PROBLEM: Within the material below, filter for lines that hold the word "entirely".

BEGIN MATERIAL SUPPLIED

PR #1547, opened 2016-02-19
Place each API token on a separate random subdomain.

kentonv:
Although we already do a lot to prevent API content from being consumed in any context where same origin policy matters, using separate subdomains provides defense-in-depth.

More importantly, though, on token-specific subdomains, we can relax the restriction on the use of HTTP basic auth. This will allow many clients not explicitly designed for Sandstorm to connect to Sandstorm-based apps. Note that an app which encourages users to access it through basic auth *in a browser* may be shooting itself in the foot by creating an XSRF problem: browsers will usually cache the credentials which may allow other web sites to address requests to the hostname without knowing the token. API hosts are unguessable like grain UI hosts, but unlike grain UI hosts, API hosts are long-lived, so there is somewhat more risk. Still, this risk seems overall small and the benefit of being able to use a wide range of client apps is large.

@synchrone This should make #1522 unnecessary -- all clients will be able to use basic auth now.

@mnutt With Davros, the box for the URL now has a horizontal scroll for me since the hostname is 32 chars longer than before. IIRC the reason you needed to include a username and password on this host was because the client starts by making an unauthenticated OPTIONS request? I wonder if we can now make these requests return the right thing.


mnutt:
Owncloud client has an authentication process whereby in the first step it discovers the server via an unauthenticated `/status.php` request before the UI asks for a username and password. I get around this by including the username and password in the URL and Owncloud Desktop is fine with this approach while Owncloud iOS and Android disallow this. (they implement their own http connection handling and refuse the connection if the server sends an authentication challenge, even though they have the username/password)

I'd love to solve this problem since it prevents the iOS and Android clients from working entirely, but I'm not sure there's a solution on the Sandstorm side that would allow an unauthenticated `/status.php` so I think we're stuck with it for now. From a UX perspective, I think a combination of the copy-to-clipboard button and some sort of visual indication that the text is overflowing the input field may be sufficient.

kentonv:
I realized that this change actually breaks Davros entirely because it displays multiple offer templates, one for the host and one for the password, and now the password will not work for the given host.

Possible solutions:

1. Try to automatically synchronize offer templates displayed by the same grain at the same time.
2. Require grains to opt-in to the new behavior, and also give them an explicit API to make offer templates align.

I'm going to try option 1 first.

@mnutt Could we hard-code Sandstorm to respond to an unauthenticated `status.php` request in a way that causes the ownCloud clients to continue? I'm thinking something that we'd apply to all API endpoints as a hack -- perhaps only for known ownCloud user agents.

paulproteus:
To be pedantic, _I_ realized it breaks Davros, I think. : P

kentonv:
@paulproteus Indeed, sorry!

paulproteus:
(-: np at all​ :-)

mnutt:
@kentonv hard-coding to return an unauthenticated `/status.php` would solve a ton of problems and clear up a huge source of headaches for me. I just hesitated to suggest it because of how ugly a solution it is. Hopefully other apps don't also use `/status.php` and need it authenticated for some reason.

kentonv:
@mnutt Can you be more specific about what the response to /status.php should be? I think we are already returning a 401 Unauthorized code with www-authenticate header in the case that the client is on the basic auth whitelist.

kentonv:
@mnutt Hmm in retrospect I think what you're saying is that `status.php` has to actually return correct information about the server even when not authenticated. That makes it difficult to hard-code the response because it's potentially different for different apps. We definitely cannot boot up the app if we haven't received a valid key -- some day that key will be required to decrypt the grain's storage.

I suppose we could develop an API in which the app can specify a single small resource to be served statically, without authentication. That would be a separate PR, of course.

kentonv:
@zarvox I've added a commit to memoize the results of newApiToken() for a short time, which solves the problem with Davros.

I also added a commit which changes the hash computation for hostnames so that it is infeasible to determine which ApiToken corresponds to some hostname without knowing the secret token.

I'm hoping to get this change in for the build that I'll push this weekend, either Saturday or Sunday night.

paulproteus:
My personal remark on @mnutt + Davros: Since the box for the URL has horizontal scroll, if you do the username & password in that URL, I would be happy if the box were scrolled all the way to the _right_, so I can see my happy domain name and feel comfortable wanting to copy and paste that thing.

shell/shared/grain.js
```diff
@@ -1562,31 +1570,55 @@ if (Meteor.isClient) {
...
+          const renderedTemplate = template.replace(/\$API_TOKEN/g, tokenId)
+                                           .replace(/\$API_HOST/g, host);
+          sessionStorage.setItem(key, JSON.stringify({
+              token: tokenId,
+              renderedTemplate: renderedTemplate,
+              expires: Date.now() + selfDestructDuration,
+            })
+          );
+          sessionStorage.setItem(key + "-host", host);
+
```
zarvox: Any reason you didn't just add a `host` key to the object above?

zarvox:
Just the one curiosity, which needn't block merge. :+1:

shell/shared/grain.js
kentonv: Because I'm very silly and did not read carefully! Fixed.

END MATERIAL SUPPLIED

WRITTEN RESPONSE:
I'd love to solve this problem since it prevents the iOS and Android clients from working entirely, but I'm not sure there's a solution on the Sandstorm side that would allow an unauthenticated `/status.php` so I think we're stuck with it for now. From a UX perspective, I think a combination of the copy-to-clipboard button and some sort of visual indication that the text is overflowing the input field may be sufficient.
I realized that this change actually breaks Davros entirely because it displays multiple offer templates, one for the host and one for the password, and now the password will not work for the given host.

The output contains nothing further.